Georgian Prime Minister, Giorgi Kvirikashvili stated at the cabinet session on Thursday that the government should do everything possible to politically regulate conflict with Russia.
Georgia’s key aim is peaceful resolution of conflict
By Tea Mariamidze
Friday, August 4
“We should regulate our conflict with Russia in a peaceful and constructive manner by the support of our international strategic partners, to reconcile the peoples residing on both sides of the occupation line and unite our country. This is our main task and I do not doubt of the successful implementation of this aim," the PM stated.
Kvirikashvili made the statement while commenting on the released information that Russian President Vladimir Putin is going to arrive in Georgia’s occupied Abkhazia early this month.

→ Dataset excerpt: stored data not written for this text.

Issue #231, opened 2017-07-10
Tests reported as skipped when they fail due to timeout


k-stachowiak:
When launching an mbedtls test suite via htrun a bug in one of the communication scripts leading the test data being sent incorrectly (the said bug is irrelevant to this report). This lead to the script fail on target, but from the host's point of view a timeout was observed. This was properly reported in the full log, but the test was reported as SKIPPED in the summary report.

In such case the system should report FAIL instead of SKIPPED.

bridadan:
Hi @k-stachowiak, can you post the full verbose (add `-v` to `mbed test` or `-V` if executing directly with `mbedgt`) test log here? Depending on how the test failed, it may report the other testcases as SKIPPED. However I would agree that if the test case that timedout should report FAIL/TIMEOUT.

k-stachowiak:
I included the most relevant log pieces. If it turns out not to be enough please let me know, I will strip it of any sensitive information it may contain and provide it. Below are the most of the details that I can give you quickly.

The behavior is triggered by intentionally corrupting the binary data transmission channel by mismatching the byte alignment. We investigated two cases: 4byte alignment on the host, 2bytes on the target, and 2bytes on the host, 4bytes on the target. I believe that the way we trigger the behavior, even though rather pathological and not likely in normal execution, is irrelevant. The issue isn't critical, but seems worth an investigation. Let me provide more details.

I am running the following command to run the tests:

    mbedgt -e . --test-spec testspec.json -g {device type}:module_name:10.2.123.43:3334 -v -V -c {device type} -p COM6

* When the host is 4 bytes and target 2 we observe the DISPATCH_INVALID_TEST_DATA error for several tests, which then are reported as skipped in the summary. For example:

```
[1499760004.70][HTST][INF] Running: Test bit set (Change existing value with a 1)
[1499760004.71][SERI][TXD] {{   H; I
S       49979687 I     I      I
S       66756903 I      }}
[1499760004.73][CONN][INF] found KV pair in stream: {{F;-4}}, queued...
[1499760004.74][HTST][INF] Error: DISPATCH_INVALID_TEST_DATA
```

And in the report:

    test case: 'Test bit set (Change existing value with a 1)' ................................... SKIPPED in 0.00 sec

[...]

PR #232, opened 2017-07-11
Fixing regex that caused testcase names to be missed.

bridadan:
Handled key value pairs stopped being printed in their raw received form
in https://github.com/ARMmbed/htrun/pull/130. This broke the testcase name detection in greentea.
This changes the regex to detect the testcase names in both old and new
versions of htrun.

This should address #231 I believe.

cc @mazimkhan

### DIFF
--- a/mbed_greentea/mbed_test_api.py
+++ b/mbed_greentea/mbed_test_api.py
@@ -341,8 +341,8 @@ def get_testcase_count_and_names(output):
     testcase_count = 0
     testcase_names = []
 
-    re_tc_count = re.compile(r"^\[(\d+\.\d+)\]\[(\w+)\]\[(\w+)\] \{\{(__testcase_count);(\d+)\}\}")
-    re_tc_names = re.compile(r"^\[(\d+\.\d+)\]\[(\w+)\]\[(\w+)\] \{\{(__testcase_name);([^;]+)\}\}")
+    re_tc_count = re.compile(r"^\[(\d+\.\d+)\]\[(\w+)\]\[(\w+)\].*\{\{(__testcase_count);(\d+)\}\}")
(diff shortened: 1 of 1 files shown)


mbed_greentea/mbed_test_api.py
```diff
@@ -341,8 +341,8 @@ def get_testcase_count_and_names(output):
     testcase_count = 0
     testcase_names = []
 
-    re_tc_count = re.compile(r"^\[(\d+\.\d+)\]\[(\w+)\]\[(\w+)\] \{\{(__testcase_count);(\d+)\}\}")
-    re_tc_names = re.compile(r"^\[(\d+\.\d+)\]\[(\w+)\]\[(\w+)\] \{\{(__testcase_name);([^;]+)\}\}")
+    re_tc_count = re.compile(r"^\[(\d+\.\d+)\]\[(\w+)\]\[(\w+)\].*\{\{(__testcase_count);(\d+)\}\}")
```
mazimkhan: @bridadan can you please post the log that matches or not matches with existing code. Just to see what the change in this regex helps.

bridadan:
@mazimkhan Sure. Greentea is currently failing to pick up these lines:

```
[1499788617.72][CONN][INF] found KV pair in stream: {{__testcase_name;C strings: strtok}}, queued...
[1499788617.76][CONN][INF] found KV pair in stream: {{__testcase_name;C strings: strpbrk}}, queued...
```

They used to be printed like this:

```
[1499788676.98][CONN][RXD] {{__testcase_name;C strings: strtok}}
[1499788676.98][CONN][INF] found KV pair in stream: {{__testcase_name;C strings: strtok}}, queued...
[1499788677.02][CONN][RXD] {{__testcase_name;C strings: strpbrk}}
[1499788677.02][CONN][INF] found KV pair in stream: {{__testcase_name;C strings: strpbrk}}, queued...
```

So this change allows it to pick up both versions

mazimkhan:
LGTM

“Their statements that we have heard, serve to continue the current policy. This is an attempt to legitimize the situation of the seized regions of Georgia,” he stressed.
Vano Machavariani, Deputy Secretary of the Security Council of Georgia also assessed the possible visit of Putin to breakaway Abkhazia.

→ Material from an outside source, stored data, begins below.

PR #834, opened 2024-09-17
Optimistic Concurrency Pt.1

### LINKED ISSUE #808: Consistency Tokens / Optimistic Concurrency
### Describe the feature

Consistency Tokens are used to communicate the assumed state of a resource (i.e., aggregate). The last event processed on an aggregate can serve as such a Consistency Token.

Reads should carry consistency-tokens (i.e., event ids) for every aggregate involved.
When a client attempts to write to an aggregate, they should be able to provide this token.

If the state has not changed since, the update is processed. Else, the client is provided with *a more current* state of the aggregate and its event id. As the relation between the services and EventStore (which is the source of truth) is only eventually-consistent, we are not able to guarantee this state is, in fact, *the current* state.

The frontend is can then resolve the conflict, wither automatically, or with help of the user.

Multiple clients may attempt to write to the same aggregate at the same time.
Our endpoints generally only require the changed fields to be sent to the backend, which contains the impact (e.g., if Alice updates the name of a patient, and Bob the same patient's bed, no change will be overwritten).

“Putin's visit to Abkhazia is part of the annexation policy, the militarization, which is ongoing in Georgia’s Abkhazia and South Ossetia,” he told journalists on Thursday.

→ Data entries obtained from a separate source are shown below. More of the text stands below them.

PR #841, opened 2024-09-26
Optimistic Concurrency Pt.2

### LINKED ISSUE #808: Consistency Tokens / Optimistic Concurrency

FoseFx:
closes #808

Stacked on #834


FoseFx:
Now blocked by #880

MaxSchaefer (changes requested):
Thats a huge
- Enhancement of conflict detection
- Large rewrite of some types in the property-svc
- Bare bone conflict resolution via retries
- Conflict diffs (most of this pr)

The conflict diff is done manually in our API layer. All of those areas are marked with a TODO comment to find a more generic approach later on. Are there currently any ideas how we can abstract this?

PR #848, opened 2024-10-04
feat: unassign bed on discharge

### LINKED ISSUE #843: Patient Discharge does not unassign from bed
### Describe the bug

Patient Discharge does not unassign from bed

1. Discharge a Patient assigned to a Bed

He stressed the importance for the country to have both long-term and short-term policies.
"Of course, the government’s long-term policy is strategic patience and ‘No’ to confrontation, but it is very important for us to be ready for any crisis,” Machavariani said. “This is needed in order to reintegrate and reconcile these regions in the long run under the condition that there is a place for Georgians, Abkhazians, Ossetians and all those who are citizens of Georgia,” he added.
The Russian media outlets report that Russia’s President Vladimir Putin is planning to visit Georgia’s western occupied Abkhazia region on August 8, on the day when the Russia-Georgia war was launched in 2008.
The media announces Putin will meet the de facto leader of the region.
Representative of Russia’s State Duma Konstantin Zatulin said Putin’s visit is connected with the tense situation in Abkhazia and the United States Vice President Mike Pence’s recent trip to Georgia.